Why an MVP approach will never result in Secure-By-Design Products
Today many new and great ideas come from problems and siting around with friends, colleagues, or just shampooing your hair one day when it hits you! Bang, society needs this app or widget now, how do we make this? Typically, it will start with some early stage designs, components, and platform for hosting. This will quickly result in a UI design and possibly early web interface to get a feel of this concept. Your idea will be shared with friends, family, and other colleagues and your first users will be registered before you known it. However, did you stop to think about how secure it might be?
When these ideas are born, which is really exciting and overwhelming time in some cases, the time to stop and think about security and privacy is not the go to. It never has, nor do I believe we will change this any time soon from a mindset for developers. However, we much accept then it will have dramatic impacts to security and privacy aspects of the data being collected, processed, and stored for this application. From an engineering perspective, we know that bolting on features will have a negative impact to our application wither those are usability or security features.
Basically, we have gotten into this situation where the rush to market, appeasing investors, or getting customers means we do not think about the future for growth or operating as a business. The goal of the MVP is to get clients on the platform and generate the mighty MRR (Monthly Recurring Revenue). This MVP is good for this purpose but had many limitations that are not discussed and the down stream implications are dramatic for these apps which are now companies and have larger clients asking about the security posture of their app and company. The company at this point hits the proverbial “cyber wall” and scrambles to scale it fast.

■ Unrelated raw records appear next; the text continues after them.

Issue #414, opened 2015-04-30
NullReferenceException when pulling a document with _deleted set to null


elevine:
Through the Sync Gateway's REST API, our code was setting the _deleted property in the document to null.  This would cause an exception in Couchbase Lite when it tried to sync the document.  It seems to be caused by the way _deleted is being extracted by this constructor in the RevisionInternal class:

```internal RevisionInternal(Body body)
            : this((string)body.GetPropertyForKey("_id"), (string)body.GetPropertyForKey("_rev"), (body.HasValueForKey("_deleted") && (bool)body.GetPropertyForKey("_deleted")))
        {
            this.body = body;
        }
```

Here is the stack trace:
```
Replication: SendAsyncMultipartDownloaderRequest has an error occurred.
04-30 15:15:35.645 I/mono-stdout( 1829): Replication: SendAsyncMultipartDownloaderRequest has an error occurred.

    System.NullReferenceException: Object reference not set to an instance of an object
      at Couchbase.Lite.Internal.RevisionInternal..ctor (Couchbase.Lite.Internal.Body body, Couchbase.Lite.Database database) [0x00000] in <filename unknown>:0 
      at Couchbase.Lite.Internal.RevisionInternal..ctor (IDictionary`2 properties, Couchbase.Lite.Database database) [0x00000] in <filename unknown>:0 
      at Couchbase.Lite.Replicator.PulledRevision..ctor (IDictionary`2 properties, Couchbase.Lite.Database database) [0x00000] in <filename unknown>:0 
      at Couchbase.Lite.Replicator.Puller+<>c__DisplayClass15.<PullRemoteRevision>b__14 (System.Object result, System.Exception e) [0x00000] in <filename unknown>:0 
      at Couchbase.Lite.Replication+<>c__DisplayClass1f.<SendAsyncMultipartDownloaderRequest>b__1c (System.Threading.Tasks.Task`1 responseMessage) [0x00000] in <filename unknown>:0 
```

PR #415, opened 2015-05-01
Added bool type checking to the RevisionInternal constructor.  

elevine:
This handles the case where _deleted is set to either null or a non-boolean type in the JSON.  Addresses issue #414.


borrrden:
Well there is no harm in this, but just as a side note you shouldn't be setting the _deleted property manually.  In fact I think I will modify this later to use the GetCast function that I introduced.

elevine:
@borrrden I ran into this because a document on the server had _deleted set to null, which caused the replicator to stop working,  I'm sure the code can be refactored to something better then I submitted, but I thought it was important to make it a little more robust.

PR #417, opened 2015-05-11
Release/1.1

ricardonns:


borrrden:
release/1.1 will not be merged into master as-is.  I'm cherry picking commits into master as I go along so I don't insert improper ones (like changing the builds to "official", etc)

The Cyber Wall, is being experienced by more and more companies as the race to market drives all activities but typically security and privacy are not invited to this dance. Unfortunately, many companies have being made to believe that SSO and SSL are security. Security (while not exciting) needs to be risked based not just a follow the crowd approach that works with many investment firms and end users. The mindset has become one of “once we sell this” it will be someone else’s problem and that is usually the end users data being exploited. I have seen this more times that I care or that we need to experience.
How do we turn the corner on this and get started right on the right path? Here are some of the aspects that need to considered or the questions you need to ask your self or your team at the early stages of development. This is based on the countless companies we have had the fortune to work with and help over the years. It represents the basic pattern of thinking and approaches used by many early stage companies.
1. What data will be collected, processed, and stored?
2. What regulatory requirements are required for this sector for the application and for the data we identified as being collected?
3. Will you be using 3rd party software components? If so, where do they come from and how can we validate they have not been tampered or modified?
4. How do we ensure our code base is tampered with?
5. How will we threat model our solution? And validate our assumptions?
6. How can we test our solution to ensure our threat model was validated by unit testing or other test approaches?
7. What base policies do we need to ensure that all the above have been addressed?
Yeah, that is lots but I want to discuss these in a series over the next few months. If you are not aware many governments globally are moving to a system of secure-by-design approach and this will have an impacts to all industry sectors creating software in some form. As usual, I will be using known standards that will help you in all of these. You do not have reinvent the wheel the know how is there you just need to learn how to leverage it.
If your not thinking secure-by-design start doing that today. I hope that this series will be a helpful start for think in this way and also for planning your new cool app and company before it launches.